Records from a dataset
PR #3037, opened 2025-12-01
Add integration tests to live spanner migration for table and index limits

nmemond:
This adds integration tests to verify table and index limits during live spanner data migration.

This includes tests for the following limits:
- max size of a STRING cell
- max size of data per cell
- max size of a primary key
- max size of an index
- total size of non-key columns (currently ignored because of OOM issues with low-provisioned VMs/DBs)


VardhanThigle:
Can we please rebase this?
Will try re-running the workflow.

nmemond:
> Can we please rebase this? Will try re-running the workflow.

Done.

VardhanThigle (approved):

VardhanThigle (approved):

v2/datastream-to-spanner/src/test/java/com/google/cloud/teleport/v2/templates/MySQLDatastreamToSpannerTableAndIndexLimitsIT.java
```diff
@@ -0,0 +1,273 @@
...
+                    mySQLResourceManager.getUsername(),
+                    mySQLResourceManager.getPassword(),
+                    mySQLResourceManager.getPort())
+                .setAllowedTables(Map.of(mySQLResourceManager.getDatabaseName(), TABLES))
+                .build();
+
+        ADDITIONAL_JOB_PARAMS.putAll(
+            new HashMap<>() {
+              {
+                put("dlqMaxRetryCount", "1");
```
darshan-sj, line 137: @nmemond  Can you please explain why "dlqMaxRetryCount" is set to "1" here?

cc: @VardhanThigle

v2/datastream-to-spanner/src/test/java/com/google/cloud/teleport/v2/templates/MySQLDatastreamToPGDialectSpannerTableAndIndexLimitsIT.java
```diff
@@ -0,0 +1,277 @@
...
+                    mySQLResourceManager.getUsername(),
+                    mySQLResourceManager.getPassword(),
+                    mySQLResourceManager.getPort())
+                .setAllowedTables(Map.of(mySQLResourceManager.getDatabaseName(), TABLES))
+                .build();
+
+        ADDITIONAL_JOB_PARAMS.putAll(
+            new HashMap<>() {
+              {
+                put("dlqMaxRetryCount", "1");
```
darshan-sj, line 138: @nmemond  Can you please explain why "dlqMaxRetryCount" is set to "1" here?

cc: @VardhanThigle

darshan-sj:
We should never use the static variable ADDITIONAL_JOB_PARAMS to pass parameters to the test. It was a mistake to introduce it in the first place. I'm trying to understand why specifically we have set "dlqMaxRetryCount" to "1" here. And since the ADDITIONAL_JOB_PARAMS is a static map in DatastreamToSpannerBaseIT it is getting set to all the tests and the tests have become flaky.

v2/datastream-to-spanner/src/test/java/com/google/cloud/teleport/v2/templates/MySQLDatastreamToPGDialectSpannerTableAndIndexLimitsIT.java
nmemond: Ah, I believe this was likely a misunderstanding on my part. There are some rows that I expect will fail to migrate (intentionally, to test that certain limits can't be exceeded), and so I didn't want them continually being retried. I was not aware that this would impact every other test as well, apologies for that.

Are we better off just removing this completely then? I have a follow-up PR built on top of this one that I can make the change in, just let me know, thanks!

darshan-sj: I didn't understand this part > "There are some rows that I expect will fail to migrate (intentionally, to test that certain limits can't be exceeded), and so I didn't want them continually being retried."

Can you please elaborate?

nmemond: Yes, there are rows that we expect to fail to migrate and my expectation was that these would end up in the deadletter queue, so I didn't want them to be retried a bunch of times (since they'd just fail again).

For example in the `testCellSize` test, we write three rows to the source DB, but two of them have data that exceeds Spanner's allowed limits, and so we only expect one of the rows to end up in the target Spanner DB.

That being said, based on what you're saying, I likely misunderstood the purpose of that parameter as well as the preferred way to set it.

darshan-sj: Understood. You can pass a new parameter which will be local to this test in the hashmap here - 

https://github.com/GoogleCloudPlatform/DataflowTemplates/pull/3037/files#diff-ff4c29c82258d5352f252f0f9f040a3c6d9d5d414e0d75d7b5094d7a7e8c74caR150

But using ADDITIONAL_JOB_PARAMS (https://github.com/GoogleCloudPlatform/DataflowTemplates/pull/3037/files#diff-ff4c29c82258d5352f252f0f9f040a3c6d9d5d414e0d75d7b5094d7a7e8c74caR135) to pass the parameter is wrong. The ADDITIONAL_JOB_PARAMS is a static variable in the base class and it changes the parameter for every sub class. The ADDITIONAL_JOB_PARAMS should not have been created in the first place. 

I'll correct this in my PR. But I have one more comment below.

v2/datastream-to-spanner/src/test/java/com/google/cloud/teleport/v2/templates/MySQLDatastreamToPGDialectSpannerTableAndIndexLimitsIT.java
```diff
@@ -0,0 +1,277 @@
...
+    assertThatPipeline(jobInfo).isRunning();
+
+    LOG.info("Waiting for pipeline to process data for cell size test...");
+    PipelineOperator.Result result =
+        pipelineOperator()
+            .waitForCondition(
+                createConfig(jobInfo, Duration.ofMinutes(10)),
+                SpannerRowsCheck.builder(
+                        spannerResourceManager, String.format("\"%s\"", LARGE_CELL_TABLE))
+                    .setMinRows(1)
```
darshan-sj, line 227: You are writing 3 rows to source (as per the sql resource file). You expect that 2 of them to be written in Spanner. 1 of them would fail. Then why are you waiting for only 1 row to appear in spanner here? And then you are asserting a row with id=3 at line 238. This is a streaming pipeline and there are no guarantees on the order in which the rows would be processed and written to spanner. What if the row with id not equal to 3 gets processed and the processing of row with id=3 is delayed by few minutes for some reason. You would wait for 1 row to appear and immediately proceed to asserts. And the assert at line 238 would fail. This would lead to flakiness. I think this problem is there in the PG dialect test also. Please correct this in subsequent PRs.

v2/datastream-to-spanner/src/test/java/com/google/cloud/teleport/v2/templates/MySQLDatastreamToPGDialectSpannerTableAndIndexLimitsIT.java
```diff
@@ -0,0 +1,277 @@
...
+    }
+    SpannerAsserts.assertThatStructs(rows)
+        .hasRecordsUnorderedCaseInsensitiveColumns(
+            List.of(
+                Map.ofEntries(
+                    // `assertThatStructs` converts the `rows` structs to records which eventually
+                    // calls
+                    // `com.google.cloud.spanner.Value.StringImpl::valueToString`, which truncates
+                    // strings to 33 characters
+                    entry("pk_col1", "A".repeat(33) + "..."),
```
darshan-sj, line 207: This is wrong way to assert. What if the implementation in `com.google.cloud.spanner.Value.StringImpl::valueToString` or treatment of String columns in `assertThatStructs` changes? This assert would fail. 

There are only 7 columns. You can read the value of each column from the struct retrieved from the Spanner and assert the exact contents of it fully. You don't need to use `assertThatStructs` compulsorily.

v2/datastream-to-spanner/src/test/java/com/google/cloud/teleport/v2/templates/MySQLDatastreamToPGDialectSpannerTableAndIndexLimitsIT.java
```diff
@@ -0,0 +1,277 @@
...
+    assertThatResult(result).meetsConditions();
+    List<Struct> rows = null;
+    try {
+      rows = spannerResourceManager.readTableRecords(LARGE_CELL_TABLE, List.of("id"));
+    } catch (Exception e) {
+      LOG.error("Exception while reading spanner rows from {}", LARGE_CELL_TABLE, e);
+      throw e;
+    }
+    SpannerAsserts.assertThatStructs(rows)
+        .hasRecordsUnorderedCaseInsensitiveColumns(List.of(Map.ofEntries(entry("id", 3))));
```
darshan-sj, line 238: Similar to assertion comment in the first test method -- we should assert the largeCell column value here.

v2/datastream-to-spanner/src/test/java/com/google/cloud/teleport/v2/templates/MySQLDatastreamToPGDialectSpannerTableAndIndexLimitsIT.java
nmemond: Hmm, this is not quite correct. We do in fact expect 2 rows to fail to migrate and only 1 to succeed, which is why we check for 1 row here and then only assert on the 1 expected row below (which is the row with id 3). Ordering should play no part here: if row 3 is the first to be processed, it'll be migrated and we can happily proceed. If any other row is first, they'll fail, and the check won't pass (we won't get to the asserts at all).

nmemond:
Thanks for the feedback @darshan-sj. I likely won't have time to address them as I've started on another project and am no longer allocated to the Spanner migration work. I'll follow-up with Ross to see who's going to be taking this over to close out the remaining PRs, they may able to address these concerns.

--

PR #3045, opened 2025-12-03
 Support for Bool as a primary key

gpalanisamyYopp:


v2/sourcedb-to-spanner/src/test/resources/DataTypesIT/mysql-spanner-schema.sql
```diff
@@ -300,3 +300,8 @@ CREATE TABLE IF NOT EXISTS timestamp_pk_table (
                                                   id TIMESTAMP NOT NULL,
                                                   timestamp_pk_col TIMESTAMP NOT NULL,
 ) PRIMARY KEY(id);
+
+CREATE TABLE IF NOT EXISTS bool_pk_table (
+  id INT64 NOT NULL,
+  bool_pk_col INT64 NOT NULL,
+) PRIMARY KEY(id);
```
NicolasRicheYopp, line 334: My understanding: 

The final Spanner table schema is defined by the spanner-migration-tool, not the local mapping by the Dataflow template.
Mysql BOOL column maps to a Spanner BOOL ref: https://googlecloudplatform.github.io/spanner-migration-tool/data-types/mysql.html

TASK DIRECTIONS
Write down, word for word, the lines above from the one containing "Support for Bool as a primary key" through the one containing "Mysql BOOL column", both ends included.

SOLUTION TO THIS PROBLEM
 Support for Bool as a primary key

gpalanisamyYopp:


v2/sourcedb-to-spanner/src/test/resources/DataTypesIT/mysql-spanner-schema.sql
```diff
@@ -300,3 +300,8 @@ CREATE TABLE IF NOT EXISTS timestamp_pk_table (
                                                   id TIMESTAMP NOT NULL,
                                                   timestamp_pk_col TIMESTAMP NOT NULL,
 ) PRIMARY KEY(id);
+
+CREATE TABLE IF NOT EXISTS bool_pk_table (
+  id INT64 NOT NULL,
+  bool_pk_col INT64 NOT NULL,
+) PRIMARY KEY(id);
```
NicolasRicheYopp, line 334: My understanding: 

The final Spanner table schema is defined by the spanner-migration-tool, not the local mapping by the Dataflow template.
Mysql BOOL column maps to a Spanner BOOL ref: https://googlecloudplatform.github.io/spanner-migration-tool/data-types/mysql.html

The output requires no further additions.